[Opening Dataset entries section]

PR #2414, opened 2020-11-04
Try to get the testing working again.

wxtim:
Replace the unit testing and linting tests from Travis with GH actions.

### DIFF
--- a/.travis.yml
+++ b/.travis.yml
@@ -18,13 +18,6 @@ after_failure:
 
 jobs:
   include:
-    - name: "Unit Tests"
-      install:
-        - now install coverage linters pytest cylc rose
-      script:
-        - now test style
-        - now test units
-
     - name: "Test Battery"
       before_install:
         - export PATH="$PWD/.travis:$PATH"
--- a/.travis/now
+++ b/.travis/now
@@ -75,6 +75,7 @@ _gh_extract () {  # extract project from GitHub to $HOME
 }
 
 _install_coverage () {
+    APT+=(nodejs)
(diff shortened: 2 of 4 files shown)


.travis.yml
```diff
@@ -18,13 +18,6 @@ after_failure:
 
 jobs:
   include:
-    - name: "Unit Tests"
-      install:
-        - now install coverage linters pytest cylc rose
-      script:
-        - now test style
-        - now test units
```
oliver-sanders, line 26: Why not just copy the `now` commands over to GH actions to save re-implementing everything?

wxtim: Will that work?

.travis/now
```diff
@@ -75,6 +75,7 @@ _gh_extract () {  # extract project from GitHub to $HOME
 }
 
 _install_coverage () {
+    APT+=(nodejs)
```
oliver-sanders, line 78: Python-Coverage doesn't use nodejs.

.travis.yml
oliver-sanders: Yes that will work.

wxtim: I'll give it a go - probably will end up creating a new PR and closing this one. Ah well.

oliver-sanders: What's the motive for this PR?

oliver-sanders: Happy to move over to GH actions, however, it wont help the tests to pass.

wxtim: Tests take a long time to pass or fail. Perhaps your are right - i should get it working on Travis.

[Closing Dataset entries section]

** Exercise aim **
When you reach this point, go back and write out each record above exactly.

** Solved problem **
PR #2414, opened 2020-11-04
Try to get the testing working again.

wxtim:
Replace the unit testing and linting tests from Travis with GH actions.

### DIFF
--- a/.travis.yml
+++ b/.travis.yml
@@ -18,13 +18,6 @@ after_failure:
 
 jobs:
   include:
-    - name: "Unit Tests"
-      install:
-        - now install coverage linters pytest cylc rose
-      script:
-        - now test style
-        - now test units
-
     - name: "Test Battery"
       before_install:
         - export PATH="$PWD/.travis:$PATH"
--- a/.travis/now
+++ b/.travis/now
@@ -75,6 +75,7 @@ _gh_extract () {  # extract project from GitHub to $HOME
 }
 
 _install_coverage () {
+    APT+=(nodejs)
(diff shortened: 2 of 4 files shown)


.travis.yml
```diff
@@ -18,13 +18,6 @@ after_failure:
 
 jobs:
   include:
-    - name: "Unit Tests"
-      install:
-        - now install coverage linters pytest cylc rose
-      script:
-        - now test style
-        - now test units
```
oliver-sanders, line 26: Why not just copy the `now` commands over to GH actions to save re-implementing everything?

wxtim: Will that work?

.travis/now
```diff
@@ -75,6 +75,7 @@ _gh_extract () {  # extract project from GitHub to $HOME
 }
 
 _install_coverage () {
+    APT+=(nodejs)
```
oliver-sanders, line 78: Python-Coverage doesn't use nodejs.

.travis.yml
oliver-sanders: Yes that will work.

wxtim: I'll give it a go - probably will end up creating a new PR and closing this one. Ah well.

oliver-sanders: What's the motive for this PR?

oliver-sanders: Happy to move over to GH actions, however, it wont help the tests to pass.

wxtim: Tests take a long time to pass or fail. Perhaps your are right - i should get it working on Travis.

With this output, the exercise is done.